本文选题：高速PCB板 + 传输线　；参考：《华中科技大学》2015年硕士论文

【摘要】：印制电路板(PCB)作为传输高速信号的载体,在通信、计算机、航空等领域扮演着非常重要的角色。随着信息技术的进步,PCB板自身面临着严峻的挑战。一方面,随着PCB板体积的减小和集成度的增加,布线变得密集;另一方面,PCB板上传输的信号上升沿变短、信号速率加大。以上两个方面将导致反射、串扰、辐射等信号完整性问题。信号完整性问题会使数字电路误触发、输出信号波形畸变和系统不稳定等,在很大程度上影响产品的性能。因此,在设计之初需要对传输线进行信号完整性分析,尽可能将出现的问题放在设计阶段解决,从而缩短生成周期并完善PCB板性能,最终提高产品经济效益。首先,本文对高速PCB板上的两种典型布线(即单端线和差分线)进行了信号完整性分析。由于散射参数可以用来评估信号完整性的反射、串扰等问题,故围绕散射参数,从理论上分析两弯曲耦合微带线和差分线间的散射参数。具体来说:对弯曲耦合微带线,采用分段分析方法,将其分为平行部分和弯曲部分。对于平行部分,使用奇偶模分析法;对于弯曲部分,使用?电路建模。对于差分线间的串扰,应用多导体传输线理论中的链路参数矩阵来描述输入和输出端电压和电流的关系,然后将链路参数矩阵转化成混合模散射参数矩阵。最后,结合具体PCB板,应用理论推导和电磁软件仿真,对比结果验证了理论分析的有效性。
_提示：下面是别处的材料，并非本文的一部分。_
PR #15052, opened 2023-10-27
fix(protocol): Handle 1559 vars together

adaki2004:
As per convo here: https://github.com/taikoxyz/taiko-mono/pull/15025#discussion_r1372647928 - we need to handle (and re-set) gasExcess together with the target (and quotient).

### DIFF
--- a/packages/protocol/contracts/L1/TaikoL1.sol
+++ b/packages/protocol/contracts/L1/TaikoL1.sol
@@ -258,7 +258,7 @@ contract TaikoL1 is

接着,本文结合16层PCB板,进行一系列信号完整性仿真分析。首先对16层PCB板进行完整性检查,得到串扰超过规定阈值的问题网络。对这些网络进行串扰仿真和电磁干扰(EMI)测量,并将测量结果与国际标准值比较。对于幅值超过标准值的传输线进行优化设计,保证其满足辐射要求。此外,对PCB板上典型传输线进行了散射参数仿真和差分眼图分析。总之,本文依托散射参数,从理论上分析传输线的信号完整性问题。并结合实际PCB板,进行传输线的信号完整性系列仿真。本文提出的PCB板信号完整性仿真分析方法可以为其它PCB板仿真提供借鉴。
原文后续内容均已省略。